Netanyahu’s IDF continues to strike civilian targets in Gaza and has killed over 22,000 Palestinians.  It’s reminiscent of Joshua’s genocide at Jericho and the purge of non-Jews in Israel after the Babylonian exile.  Last week the Israeli Finance Minister called for Palestinians to leave Gaza to make room for more Jews.  It’s an echo of Hitler’s 1934 Anschluss in Austria. 

The nationalist aggression of Russia and Israel are challenging universal standards of humanitarian law and LOW needed for peace.  The Patriarch of the Russian Orthodox Church supports Putin’s aggression to restore Ukraine to Russia, while America is sending mixed signals on Netanyahu’s aggressive Zionism in Gaza and on aid to Ukraine.  With 2024 being an election year, it promises even more volatile issues in religion, legitimacy and politics.  


US double standards on Israel and Russia are playing into a dangerous game: “Joe Biden’s decision to defend Israel’s methods in Gaza so soon after, in a different context, condemning Russia’s in Ukraine, is not just an occasion for hand wringing from liberals and lawyers. It is already having a real-world impact on relations between the global north and south, and west and east, creating consequences that could reverberate for decades. The Biden administration, reluctant to change course, may say the parallels between Gaza and Ukraine are far from exact, but it also seems to know it is gradually losing diplomatic support. When the US and Israel are joined at the UN general assembly by only eight other nations, including Micronesia and Nauru, as happened when they rejected a ceasefire resolution for Gaza this December, it is harder to argue that America remains the indispensable nation – a phrase from former secretary of state Madeleine Albright frequently referenced by Biden. By contrast, Vladimir Putin, after a period of his own global isolation, “really feels everything at this point is trending in his favour”, according to Fiona Hill, the former US state department official specialising in Russia.
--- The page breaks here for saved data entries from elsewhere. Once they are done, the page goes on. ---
PR #32, opened 2024-10-17
Eliminate look-ahead in regex

hendrikvanantwerpen:
Eliminates look-ahead in the pre-tokenization regexes by supporting manually implemented trim functions in the pretokenizer.

The pretokenizer still accepts fancy regex, but since we don't use these features, it'll fall back to the regular regex crate.

## Tasks

- [x] Run benchmark, update figures and text.


hendrikvanantwerpen:
Closed in favor of #33.

PR #34, opened 2024-10-18
Move equivalence testing to bpe-openai

hendrikvanantwerpen:
Changes:

- Moved the tiktoken / bpe-openai equivalence tests into the bpe-openai crate, instead of the benchmarks crate.
  - The test fails for p50k. I only noticed now, since we were only testing cl100k & o200k before.
- Added the `create_test_string` function to `bpe` so it's easier to reuse and updated it so it can also generate strings with multi-byte characters now.


crates/bpe/src/byte_pair_encoding.rs
```diff
@@ -552,3 +552,74 @@ impl BytePairEncoding {
...
+        if let Some(i) = tokens.pop() {
+            bytes.truncate(bytes.len() - bpe.token_len(i as u32));
+            valid_bytes = bytes
+                .iter()
+                .rev()
+                .find_position(|b| is_char_boundary(**b))
+                .map_or(0, |(offset, _)| bytes.len() - (offset + 1));
+        }
+    }
+    // truncate to the know valid bytes
```
aneubeck, line 608:
```suggestion
    // truncate to the known valid bytes
```

crates/bpe/src/byte_pair_encoding.rs
```diff
@@ -552,3 +552,74 @@ impl BytePairEncoding {
...
+                .map_or(0, |(offset, _)| bytes.len() - (offset + 1));
+            assert!(last >= valid_bytes);
+            if std::str::from_utf8(&bytes[valid_bytes..last]).is_ok() {
+                tokens.push(i);
+                valid_bytes = last;
+                continue 'keep;
+            } else {
+                bytes.truncate(bytes.len() - bpe.token_len(i as u32));
+            }
+        }
```
aneubeck, line 597: First time actually looking at this code :)
I'm not so sure that this procedure has any reasonable chance of constructing valid utf8 from "broken" tokens.
Essentially there are VERY few of those tokens and the chance of picking the correct one is extremely low.
The original idea of picking tokens was that the chance of picking longer interesting token sequences is higher.
But, this doesn't really work with broken utf8 sequences so easily. You would have to store valid token pairs. But there are just too many pairs that this is computationally reasonable.

crates/bpe/tests/src/lib.rs
```diff
@@ -1,16 +1,3 @@
-use bpe::byte_pair_encoding::BytePairEncoding;
-use rand::{thread_rng, Rng};
-
-pub fn create_test_bytes(bpe: &BytePairEncoding, tokens: usize) -> Vec<u8> {
```
aneubeck, line 4: I "think" this function was testing more corner cases than the `create_test_string` variation 🤷

aneubeck (approved):

crates/bpe/src/byte_pair_encoding.rs
hendrikvanantwerpen: I see. I did a quick test and for both cl100k and o200k around 99% of the tokens are valid utf-8. o200k has more tokens containing multi-byte characters. For cl100k, almost 95% match the old condition `token.iter().all(|b| is_char_boundary(*b))`, but only 64% of o200k tokens does.

I guess I can simplify this function a bit by only testing for valid utf-8 tokens.

crates/bpe/tests/src/lib.rs
hendrikvanantwerpen: Probably true, yes. I'll see where I can reinstate that.

PR #593, opened 2026-05-25
Various fixes

### LINKED ISSUE #415: mb_strlen returns 0 instead of 1 for the char chr(254)
Hi,

With the polyfill, `var_dump(mb_strlen(chr(254)))` return `0`.
With the php8.0-mbstring extension, var_dump(mb_strlen(chr(254))) return `1`;

`versions : * v1.26.0`

Thanks,
Alex

### LINKED ISSUE #506: Concerns about passing null to some polyfill arguments
For years our code-base (like presumably many others) had an existing `mb_trim()` polyfill of our own and as it pre-dates even php 7, it had a slight quirk in that it accepted a `null` as the first argument.

PHP 8.4 will provide its own `mb_trim()` implementation which has its first argument typed as `string`, but which *also* [accepts a `null` argument](https://3v4l.org/A7mv1/rfc#vgit.master), albeit with a deprecation warning.

The symfony polyfill on the other hand does not accept a null argument and thus, it being an userland function will throw a `TypeError` instead.

In the case of our code-base, this caused an issue where a completely non-related `composer update` now turned code which run perfectly well (and would have changed to raising a deprecation notice in 8.4) into a `TypeError`.

I know that this is probably a slight edge-case, but I'm still coming here to raise the issue because it might affect other users. 

IMHO, to be a proper polyfill for PHP 8.4 `mb_trim`, your implementation should accept `null`s too and raise an E_USER_DEPRECATED error if a `null` is passed.

And the same is probably true for many other functions as well.

### LINKED ISSUE #511: The Grapheme polyfill is failing tests when using `\X` as regex for clusters
See CI jobs for PHP 7.3+ which are failing a test when using the polyfill:

```php
$this->assertSame('☎', grapheme_substr('☢☎❄', 1, 1));
```

`\X` does not split those as separate grapheme clusters.

### LINKED ISSUE #540: str_increment wrong for numbers larger PHP_INT_MAX/PHP_INT_MIN
```
var_dump( str_increment('9223372036854775820') );
```

Additionally, the return should have a (string) type cast to be strictly correct

EDIT: same for str_decrement?

### LINKED ISSUE #550: PHP 8.3 polyfill for ldap_exop_sync() is not compatible with PHP 7.2
The PHP 8.3 polyfills have a minimum supported PHP version of PHP 7.2.

The polyfill code for `ldap_exop_sync()`:
https://github.com/symfony/polyfill-php83/blob/dbdcdf1a4dcc2743591f1079d0c35ab1e2dcbbc9/bootstrap.php#L43

... passes the `$controls` parameter, while that parameter did not exist on the function in PHP 7.2.

This will (should) result in a `Warning: ldap_exop() expects at most 3 parameters, 4 given`.

Ref: https://www.php.net/manual/en/function.ldap-exop.php

### LINKED ISSUE #567: polyfill-uuid: add deprecation warnings for deprecated constants
The Uuid polyfill currently marks 2 constants as deprecated, see https://github.com/symfony/polyfill/blob/3db8459472865f8855eca39f894aeddaa547a0c0/src/Uuid/bootstrap.php#L43-L48 and https://github.com/symfony/polyfill/blob/3db8459472865f8855eca39f894aeddaa547a0c0/src/Uuid/bootstrap80.php#L35-L40

On PHP 8.5+, it is possible to actually deprecate global constants using the deprecated attribute, but such code won't parse successfully on PHP <8.5. Can I suggest one of

* on 8.5, have a different bootstrap file that uses `const` for const declarations, and uses the attributes
* using eval on PHP 8.5+ to add the attributes
* using https://packagist.org/packages/danielescherzer/define-deprecated which I just released (though I'll need to update it to support PHP 7.2+ instead of PHP 8.1+)

I'm happy to do the work to implement any of these if the patches would be accepted

nicolas-grekas:
Fix #550
Fix #540
Fix #506
Fix #415
Fix #567
Fix #511


nicolas-grekas:
Split in as many PRs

Putin’s invasion and destruction of Ukrainian cities was not an act of self-defence. It was not a response to a specific outrage in which Ukrainian forces had crossed into Russia and massacred young party-going Russians. It was a Russian assertion of empire and its sphere of influence. But once the bombed-out buildings of Gaza get juxtaposed on social media alongside those of Mariupol on social media, it gets more complex. The issue of proportionality comes into play. The Israeli response looks closer to the US post-9/11 revenge, which Biden had specifically counselled Israel’s prime minister, Benjamin Netanyahu, against. After two months of destruction in Gaza, the US state department has said it sees no need to begin any formal internal examination of whether Israel has committed war crimes, even though the weapons it has been using were supplied by the US, and by some counts more civilians were killed in Gaza in two months than were killed in Ukraine more than two years.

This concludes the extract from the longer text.